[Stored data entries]
PR #163, opened 2018-11-20
Porting rqt_gui_cpp Cmake

mlautman:
This pr ports rqt_gui_cpp to be built with Colcon 

I intentionally separated this from porting the plugin providers so that we can get a jump start on the review process. Also, seeing as this is my first cpp port, I wanted to get a second pair of eyes on just the cmake changes

PR #167, opened 2018-12-06
Spinning node in separate QThread

brawner:
The node that was added to the plugin_context was not spinning previously so Python subscribers would not work correctly. This now adds a QThread to process the events during spin.

### DIFF
--- a/rqt_gui_py/src/rqt_gui_py/rclpy_spinner.py
+++ b/rqt_gui_py/src/rqt_gui_py/rclpy_spinner.py
@@ -1,0 +1,38 @@
+# Copyright 2018, PickNik Consulting
+#
+# Licensed under the Apache License, Version 2.0 (the "License");
+# you may not use this file except in compliance with the License.
+# You may obtain a copy of the License at
+#
+#     http://www.apache.org/licenses/LICENSE-2.0
+#
+# Unless required by applicable law or agreed to in writing, software
+# distributed under the License is distributed on an "AS IS" BASIS,
+# WITHOUT WARRANTIES OR CONDITIONS OF ANY KIND, either express or implied.
+# See the License for the specific language governing permissions and
+# limitations under the License.
+
+from python_qt_binding.QtCore import QThread, qWarning, qDebug
+import rclpy
+from rclpy.executors import MultiThreadedExecutor
+
+
+class RclpySpinner(QThread):
+    def __init__(self, node):
+        super().__init__()
+        self._node = node
+        self._abort = False
+
+    def run(self):
+        qDebug('Start called on RclpySpinner, spinning ros2 node')
+        executor = MultiThreadedExecutor()
+        executor.add_node(self._node)
+        while rclpy.ok() and not self._abort:
+            executor.spin_once(timeout_sec=1.0)
+        if not self._abort:
+            qWarning('rclpy.shutdown() was before quit was called on this QThread')
+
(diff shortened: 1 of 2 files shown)


mlautman (commented):
+1 after demoing with another rqt plugin and passing ci

rqt_gui_py/src/rqt_gui_py/ros_py_plugin_provider.py
```diff
@@ -65,8 +68,11 @@ def _init_node(self):
         if not self._node_initialized:
             name = 'rqt_gui_py_node_%d' % os.getpid()
             qDebug('RosPyPluginProvider._init_node() initialize ROS node "%s"' % name)
+
             rclpy.init()
             self._node = rclpy.create_node(name)
```
mlautman, line 73: A possible improvement: Add a ReentrantCallbackGroup to the context so that multiple plugins can have callbacks serviced simultaneously.

mlautman (approved):

rqt_gui_py/src/rqt_gui_py/rclpy_spinner.py
```diff
@@ -0,0 +1,38 @@
...
+        self._abort = False
+
+    def run(self):
+        qDebug('Start called on RclpySpinner, spinning ros2 node')
+        executor = MultiThreadedExecutor()
+        executor.add_node(self._node)
+        while rclpy.ok() and not self._abort:
+            executor.spin_once(timeout_sec=1.0)
+        if not self._abort:
+            qWarning('rclpy.shutdown() was before quit was called on this QThread')
```
dirk-thomas, line 33: This doesn't sounds like a sentence - maybe a word missing?

rqt_gui_py/src/rqt_gui_py/ros_py_plugin_provider.py
```diff
@@ -65,8 +68,11 @@ def _init_node(self):
...
+            self.spinner = RclpySpinner(self._node)
```
dirk-thomas, line 74: This line should probably go into the constructor to ensure `spinner` is always set. Otherwise `shutdown` can't assume it exists.

rqt_gui_py/src/rqt_gui_py/ros_py_plugin_provider.py
dirk-thomas: A `ReentrantCallbackGroup` implies that the very same callback can be called multiple times (not that "multiple plugins can have callbacks serviced simultaneously"). Usually that is undesired and most callback function won't be written in a way to support that.

rqt_gui_py/src/rqt_gui_py/ros_py_plugin_provider.py
brawner: This was addressed in PR #163

rqt_gui_py/src/rqt_gui_py/rclpy_spinner.py
brawner: Addressed in #171

rqt_gui_py/src/rqt_gui_py/ros_py_plugin_provider.py
brawner: That's good to know Dirk. We'll close the issue.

*EXERCISE INSTRUCTIONS*. Repeat the data precisely, reproducing every entry.

*ANSWER TO THIS TASK*.
PR #163, opened 2018-11-20
Porting rqt_gui_cpp Cmake

mlautman:
This pr ports rqt_gui_cpp to be built with Colcon 

I intentionally separated this from porting the plugin providers so that we can get a jump start on the review process. Also, seeing as this is my first cpp port, I wanted to get a second pair of eyes on just the cmake changes

PR #167, opened 2018-12-06
Spinning node in separate QThread

brawner:
The node that was added to the plugin_context was not spinning previously so Python subscribers would not work correctly. This now adds a QThread to process the events during spin.

### DIFF
--- a/rqt_gui_py/src/rqt_gui_py/rclpy_spinner.py
+++ b/rqt_gui_py/src/rqt_gui_py/rclpy_spinner.py
@@ -1,0 +1,38 @@
+# Copyright 2018, PickNik Consulting
+#
+# Licensed under the Apache License, Version 2.0 (the "License");
+# you may not use this file except in compliance with the License.
+# You may obtain a copy of the License at
+#
+#     http://www.apache.org/licenses/LICENSE-2.0
+#
+# Unless required by applicable law or agreed to in writing, software
+# distributed under the License is distributed on an "AS IS" BASIS,
+# WITHOUT WARRANTIES OR CONDITIONS OF ANY KIND, either express or implied.
+# See the License for the specific language governing permissions and
+# limitations under the License.
+
+from python_qt_binding.QtCore import QThread, qWarning, qDebug
+import rclpy
+from rclpy.executors import MultiThreadedExecutor
+
+
+class RclpySpinner(QThread):
+    def __init__(self, node):
+        super().__init__()
+        self._node = node
+        self._abort = False
+
+    def run(self):
+        qDebug('Start called on RclpySpinner, spinning ros2 node')
+        executor = MultiThreadedExecutor()
+        executor.add_node(self._node)
+        while rclpy.ok() and not self._abort:
+            executor.spin_once(timeout_sec=1.0)
+        if not self._abort:
+            qWarning('rclpy.shutdown() was before quit was called on this QThread')
+
(diff shortened: 1 of 2 files shown)


mlautman (commented):
+1 after demoing with another rqt plugin and passing ci

rqt_gui_py/src/rqt_gui_py/ros_py_plugin_provider.py
```diff
@@ -65,8 +68,11 @@ def _init_node(self):
         if not self._node_initialized:
             name = 'rqt_gui_py_node_%d' % os.getpid()
             qDebug('RosPyPluginProvider._init_node() initialize ROS node "%s"' % name)
+
             rclpy.init()
             self._node = rclpy.create_node(name)
```
mlautman, line 73: A possible improvement: Add a ReentrantCallbackGroup to the context so that multiple plugins can have callbacks serviced simultaneously.

mlautman (approved):

rqt_gui_py/src/rqt_gui_py/rclpy_spinner.py
```diff
@@ -0,0 +1,38 @@
...
+        self._abort = False
+
+    def run(self):
+        qDebug('Start called on RclpySpinner, spinning ros2 node')
+        executor = MultiThreadedExecutor()
+        executor.add_node(self._node)
+        while rclpy.ok() and not self._abort:
+            executor.spin_once(timeout_sec=1.0)
+        if not self._abort:
+            qWarning('rclpy.shutdown() was before quit was called on this QThread')
```
dirk-thomas, line 33: This doesn't sounds like a sentence - maybe a word missing?

rqt_gui_py/src/rqt_gui_py/ros_py_plugin_provider.py
```diff
@@ -65,8 +68,11 @@ def _init_node(self):
...
+            self.spinner = RclpySpinner(self._node)
```
dirk-thomas, line 74: This line should probably go into the constructor to ensure `spinner` is always set. Otherwise `shutdown` can't assume it exists.

rqt_gui_py/src/rqt_gui_py/ros_py_plugin_provider.py
dirk-thomas: A `ReentrantCallbackGroup` implies that the very same callback can be called multiple times (not that "multiple plugins can have callbacks serviced simultaneously"). Usually that is undesired and most callback function won't be written in a way to support that.

rqt_gui_py/src/rqt_gui_py/ros_py_plugin_provider.py
brawner: This was addressed in PR #163

rqt_gui_py/src/rqt_gui_py/rclpy_spinner.py
brawner: Addressed in #171

rqt_gui_py/src/rqt_gui_py/ros_py_plugin_provider.py
brawner: That's good to know Dirk. We'll close the issue.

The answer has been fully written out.